EXERCISE OBJECTIVE =
The entries below contain a line with "gdamore: What happens" and a line with "Also of note: the". Quote exactly those two lines and all lines between them.

Stored data
PR #718, opened 2016-05-16
fixes #717 NN_STATIC_LIB not properly handled in MSVC

### LINKED ISSUE #717: NN_STATIC_LIB not properly handled in MSVC
Currently, `cmake -DNN_STATIC_LIB=ON ..` is not handled properly compiling with MSVC.

On build, many LNK2019 errors are generated by the tests/tools built as executable, since there is no symbol defined for these targets that governs `NN_EXPORT`. Based on the current behavior,`NN_EXPORT` then falls into the default case of `__declspec(dllimport)`.

The correct behavior when linking a static library from an application, when it is not desired to re-export those functions, is to ensure `NN_EXPORT` resolves to an empty string (i.e., no explicit specification for export visibility).

A PR is forthcoming to fix this issue.

JackDunaway:
Note that also the definition of `NN_EXPORT` within `nn.h` has been tightened from `defined(_WIN32)` to `defined(NN_HAVE_MSVC)` for explicitness and correctness.

### DIFF
--- a/CMakeLists.txt
+++ b/CMakeLists.txt
@@ -157,6 +157,14 @@ if (WIN32)
     set(NN_REQUIRED_LIBRARIES ${NN_REQUIRED_LIBRARIES} ws2_32)
     set(NN_REQUIRED_LIBRARIES ${NN_REQUIRED_LIBRARIES} mswsock)
     set(NN_REQUIRED_LIBRARIES ${NN_REQUIRED_LIBRARIES} advapi32)
+
+    # Ensure tests/tools built as EXE choose symbol visibility appropriate for
+    # linking the library, whether static or dynamic.
+    if (NN_STATIC_LIB)
+        add_definitions (-DNN_WIN32_LIB_LINK)
+    else ()
+        add_definitions (-DNN_WIN32_DLL_LINK)
+    endif ()
 else ()
     # Unconditionally declare the following feature test macros.  These are
     # needed for some platforms (glibc and SunOS/illumos) and should be harmless
--- a/src/nn.h
+++ b/src/nn.h
@@ -36,10 +36,14 @@ extern "C" {
 
 /*  Handle DSO symbol visibility. */
 #if !defined(NN_EXPORT)
-#    if defined(_WIN32) && !defined(NN_STATIC_LIB)
-#        if defined NN_SHARED_LIB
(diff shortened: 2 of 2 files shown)


CMakeLists.txt
```diff
@@ -123,6 +123,18 @@ else ()
     message (AUTHOR_WARNING "${ISSUE_REPORT_MSG}")
 endif ()
 
+# MSVC symbol visibility and linker behavior is sufficiently different from all
+# other platforms. Here, we ensure tests/tools built as EXE choose symbol
+# visibility appropriate for linking the library, whether static or dynamic.
+if (MSVC)
```
gdamore: What happens with MINGW or other compilers (Borland?) on Win32 platforms?  Put another way, is the issue here the *compiler* (MSVC) or the *platform* (Windows)?  I don't know the answer, but I hope you or someone else here might.

JackDunaway: I cannot say with certainty, but my understanding is that this is MSVC-specific, and therefore tightening works in our favor.

My understanding is that MinGW64 would export all symbols; I'm not sure about Borland.

In this regard, MinGW64 correctness would be improved by this move (I have not confirmed this)

The rationale is to tighten the definition as much as possible prior to 1.0, rather than being too gratuitous.

Also of note: the definition for `NN_EXPORT` has been incorrect for a long time for `NN_STATIC_LIB` on MSVC. It would have been broken altogether for users prior to https://github.com/nanomsg/nanomsg/commit/5b34eb6467975ff4c444e2f8e1267bf01aba4b36#diff-2051e1a7c073348e8ba0043ac9b5c77c, and that commit was not even exactly correct (even though, it "worked")

Snaipe: This would actually break mingw-w64 (& non-msvc in general) builds because NN_EXPORT isn't defined to `__declspec(dllimport)`/`__declspec(dllexport)` on non-msvc compilers anymore. CMake solves this problem when generating an export header, but I would rather have it leave NN_EXPORT as a conditional of `_WIN32`, not `NN_HAVE_MSVC` (or maybe let it use `__attribute__((dllimport))` on GNU compilers).

JackDunaway: Thank you for chiming in! My assumptions were incorrect. I'll revert back to using `_WIN32`

PR #720, opened 2016-05-16
Staticlib

gdamore:


CMakeLists.txt
```diff
@@ -123,6 +123,10 @@ else ()
     message (AUTHOR_WARNING "${ISSUE_REPORT_MSG}")
 endif ()
 
+if (NN_STATIC_LIB)
+    add_definitions (-DNN_STATIC_LIB)
+endif ()
+
```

SOLUTION TO THE PROBLEM =
gdamore: What happens with MINGW or other compilers (Borland?) on Win32 platforms?  Put another way, is the issue here the *compiler* (MSVC) or the *platform* (Windows)?  I don't know the answer, but I hope you or someone else here might.

JackDunaway: I cannot say with certainty, but my understanding is that this is MSVC-specific, and therefore tightening works in our favor.

My understanding is that MinGW64 would export all symbols; I'm not sure about Borland.

In this regard, MinGW64 correctness would be improved by this move (I have not confirmed this)

The rationale is to tighten the definition as much as possible prior to 1.0, rather than being too gratuitous.

Also of note: the definition for `NN_EXPORT` has been incorrect for a long time for `NN_STATIC_LIB` on MSVC. It would have been broken altogether for users prior to https://github.com/nanomsg/nanomsg/commit/5b34eb6467975ff4c444e2f8e1267bf01aba4b36#diff-2051e1a7c073348e8ba0043ac9b5c77c, and that commit was not even exactly correct (even though, it "worked")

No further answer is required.